Yesterday at work, somebody walked down my aisle and said, "What's that smell?"
I don't know about you, but I always panic when someone says that. Am I wearing another kitten-pee shirt? Did I accidentally bring a bag of dog poo in with me? These things are entirely possible when you're me.
Fortunately, the building was burning down and the smell was not mine.
I work in a cool old building that used to be a textile mill, and just so you know, everything in North Carolina used to be a textile mill. This house was probably a textile mill. I don't know what happened, except probably in 50 years everyone in China will be working in a cubicle that used to be a textile mill.
The point of my story is, it was some kind of electrical fire and although I never got to see flames–other than one questionable fireman–we all got to go home for the day. Supposedly today everything will be fine, but I am bringing s'more items just in case.
Now, some people might take an unforseen day off and head to the park with their dogs. Some might get their credit card and go shopping. Me?

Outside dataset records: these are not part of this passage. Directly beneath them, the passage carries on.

PR #2120, opened 2024-08-26
NGP-TWC/wml-canvas-planning#3851 Added icon support for dropdown menus

PRINCESANCHEZ:
Fixes: #2192 

           in the file; or

           it.


canvas_modules/common-canvas/src/common-properties/controls/dropdown/dropdown.jsx
```diff
@@ -265,8 +266,26 @@ class DropDown extends React.Component {
 					disabled={this.props.state === STATES.DISABLED || this.disableEmptyListDropdown}
 					type="default"
 					items={dropDown.options}
+					itemToElement={(item) => (item ? (
+						<span className="icon-support" style={{ color: "black" }}>
+							<span>{ item.value }</span>
+							<Password style={{ float: "right" }} />
```
caritaou, line 272: This is a good POC. But we will need this to be passed in by the consumer application, specified in the uihints. The default will be no icon. 

A new hint will need to be added here: https://github.com/elyra-ai/pipeline-schemas/blob/main/common-pipeline/operators/uihints-v3-schema.json#L209

This is what defines a `oneofselect` dropdown control:
image

The new hint will need to be able to specify an image for whatever dropdown option that needs an image shown. Or maybe a callback to the application to give us the image(s).

From the use case, seems like only a few options will require a single image. @matthoward366 Thoughts on how this should be implemented?

canvas_modules/common-canvas/src/common-properties/controls/dropdown/dropdown.jsx
```diff
@@ -265,8 +266,26 @@ class DropDown extends React.Component {
...
+						</span>
+					) : (
+						" "
+					))
+					}
 					onChange={this.handleChange}
 					selectedItem={dropDown.selectedOption}
+					itemToString={(item) => (item ? (
+						<span className="icon-support" style={{ color: "black", display: "flex", justifyContent: "space-between" }}>
```
caritaou, line 281: We dont specify inline styles unless its absolutely necessary. We set styles in scss files using class names that are unique to this class so that there are no chances of any classname overlaps with those of the application

canvas_modules/common-canvas/src/common-properties/controls/dropdown/dropdown.jsx
matthoward366: This was discussed and decided to add a new callback.  We could add something like a `iconCallback` or something similar.  When the call is called we'd need to pass the propertyId, data, and specific enum.  The enum should be optional in case we want to reuse the callback in other places.

caritaou: @PRINCESANCHEZ Take a look at this documentation on how callbacks will be passed in https://elyra-ai.github.io/canvas/04.02-callbacks. Once implemented, these docs will need to be updated to include the new callback as well

canvas_modules/common-canvas/src/common-properties/controls/dropdown/dropdown.jsx
```diff
@@ -303,7 +317,8 @@ DropDown.propTypes = {
 		PropTypes.object
 	]), // pass in by redux
 	messageInfo: PropTypes.object, // pass in by redux
-	readOnly: PropTypes.bool
+	readOnly: PropTypes.bool,
+	iconCallBack: PropTypes.func
```
matthoward366, line 321: How dos this work?  There is nothing passing this callback into this component. 

A couple things are needed
1. Add the callback into https://github.com/elyra-ai/canvas/blob/main/canvas_modules/common-canvas/src/common-properties/common-properties.jsx#L257.  This is an object of callback for common-properties.
2. Once the callback is added you can use the properties controller to access the callback.
3. There needs to be a paramDef updated and the test harness updated to test this callback.  Possibly a toggle that turns it on/off.
4. Unit tests.

canvas_modules/common-canvas/src/common-properties/common-properties.jsx
```diff
@@ -266,7 +266,8 @@ CommonProperties.propTypes = {
 		validationHandler: PropTypes.func,
 		titleChangeHandler: PropTypes.func,
 		propertiesActionLabelHandler: PropTypes.func,
-		tooltipLinkHandler: PropTypes.func
+		tooltipLinkHandler: PropTypes.func,
+		iconCallBack: PropTypes.func
```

Oh, I had a good nap. I kicked Edsel out of the room, because even though his entire goal in life is to be sleeping right next to me, all he does is FIDGET during our naps. Fidget fidget fidget. Oh, my foot needs biting. Hey, is someone walking by outside? I gots a itch. Let me sniff sniff sniff sniff sniff sniff snifff SNURF in your ear.
So he was out of there. It breaks his heart. But screw him. I was gettin' unplanned nap time.
Also too, I have freelance work to do from the statistics company. And a mature person might have said, Oh wow. Now I have all day to tackle this work so I don't have to struggle with it in the evenings!
Yeah. Who picked up that work at 8:30 last night, finally?
And did you see Tom Hanks and that phony Julia Roberts on Oprah yesterday?
So it was an exciting day off. A lot was accomplished.
I guess I was tired from fornicating with everyone in North Carolina all weekend.
(To be clear, I fornicated with absolutely no one this weekend. I was on the phone with my friend Paula earlier, and I mentioned I had two dates over the weekend, and by the end of the conversation I had exaggerated it from "I had two dates" to "I performed acts of bestiality on every creature in the Western hemisphere." Which makes no sense. You can only perform acts of bestiality on beasts, right?
Also, Paula kept drinking out of a glass of something, and as she talked she would sound like she was speaking from a long ice-filled tunnel. "What are you drinking?" I asked, annoyed that anyone would drink things while talking to me, and not giving me their undivided attention.
"Lemonade and iced tea," she told me.
"Oh, yeah," I said. "Isn't that called something? A Jack Horner or something?"
Paula brought her Jack Horner up through her nose holes, she was laughing at me so hard. "An Arnold Palmer, but Jack Horner was really close."
Arnold Palmer, Jack Horner. What's the diff? This is the longest parenthetical comment in the history of time.)
This Jack Whore better get in the shower so I can see what's left of the charred remains of my workplace. Maybe the building caught on fire because I'm so damn hot.